About this task -> Look through the entries that follow and return each line that has the string "alexjpwalker".
:::
PR #213, opened 2020-10-26
Remove hard-coded Java path

lolski:

We have removed the hard-coded `JAVA_HOME` in `RocksDbBuilder.kt`. It is now retrieved dynamically with `/usr/libexec/java_home`.

This is something that wasn't possible before and is only made possible by making Java available within the sandbox. Specifically, we're talking about adding Java toolchain in the `tools` attribute (which apparently was already added in the [original PR](https://github.com/graknlabs/dependencies/pull/203) for a seemingly different reason):

```
genrule(
    name = "builder",
    ...
    tools = ["@bazel_tools//tools/jdk:current_host_java_runtime", ":build-script"],
)
```

### DIFF
--- a/library/rocksdbjni/RocksDbBuilder.kt
+++ b/library/rocksdbjni/RocksDbBuilder.kt
@@ -8,8 +8,9 @@ import java.nio.file.Paths
 fun main() {
     val baseDir = Paths.get(".")
     val version = Paths.get("library").resolve("rocksdbjni").resolve("VERSION").toFile().useLines { it.firstOrNull() }
-
-    val javaHome = shellScript("/usr/libexec/java_home", Paths.get(".").toFile(), ".")!!.outputUTF8().trim()
+    val javaHome = Paths.get(
+            shellScript("/usr/libexec/java_home", baseDir.toFile(), null)!!.outputUTF8().trim()
+    ).toFile()
 
     shellScript("git clone git@github.com:facebook/rocksdb.git", baseDir.toFile(), javaHome)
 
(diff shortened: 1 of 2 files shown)


library/rocksdbjni/RocksDbBuilder.kt
```diff
@@ -2,28 +2,28 @@ package library.rocksdbjni
...
 import org.zeroturnaround.exec.ProcessResult
-import java.io.File
+import java.nio.file.Path
 import java.nio.file.Paths
 
 fun main() {
     val baseDir = Paths.get(".")
     val version = Paths.get("library").resolve("rocksdbjni").resolve("VERSION").toFile().useLines { it.firstOrNull() }
-    val javaHome = "/Library/Java/JavaVirtualMachines/adoptopenjdk-8.jdk/Contents/Home"
+    val javaHome = Paths.get(shellScript("/usr/libexec/java_home", baseDir, null)!!.outputUTF8().trim())
```
alexjpwalker, line 11: What does this line do? Specifically the `!!.`

library/rocksdbjni/RocksDbBuilder.kt
```diff
@@ -35,10 +35,15 @@ fun main() {
     sourcesJar.copyTo(sourcesDestPath)
 }
 
-fun shellScript(cmd: String, baseDir: File, javaHome: String): ProcessResult? {
-    println(cmd)
-    return ProcessExecutor(cmd.split(" "))
-            .redirectOutput(System.out).redirectError(System.err)
-            .environment("JAVA_HOME", javaHome)
-            .directory(baseDir).execute()
+fun shellScript(script: String, baseDir: Path, javaHome: Path?): ProcessResult? {
```
alexjpwalker, line 38: Yeah, this is definitely cleaner

alexjpwalker (approved):

library/rocksdbjni/RocksDbBuilder.kt
lolski: That's how you invoke a method on a variable that may be `null`. I also didn't like it because it looks terse.

Let me try to find if there's a clearer way to do it (maybe by preceding the call with some kind of `assertNotNull` or something like that)

lolski: Actually we can clean it!! The original function returns a `Nullable` but actually it doesn't need to. Fixed in https://github.com/graknlabs/dependencies/pull/213/commits/7f55e0882571e8475a475660447200569483cba6

library/rocksdbjni/RocksDbBuilder.kt
```diff
@@ -4,11 +4,13 @@ import org.zeroturnaround.exec.ProcessExecutor
 import org.zeroturnaround.exec.ProcessResult
 import java.nio.file.Path
 import java.nio.file.Paths
+import kotlin.test.assertNotNull
```
alexjpwalker, line 7: Are we using this?

lolski: Good spot, removed in https://github.com/graknlabs/dependencies/pull/213/commits/867af6f633a8987ab61a945f505b19bac24dd58b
:::
Output below ->
alexjpwalker, line 11: What does this line do? Specifically the `!!.`
alexjpwalker, line 38: Yeah, this is definitely cleaner
alexjpwalker (approved):
alexjpwalker, line 7: Are we using this?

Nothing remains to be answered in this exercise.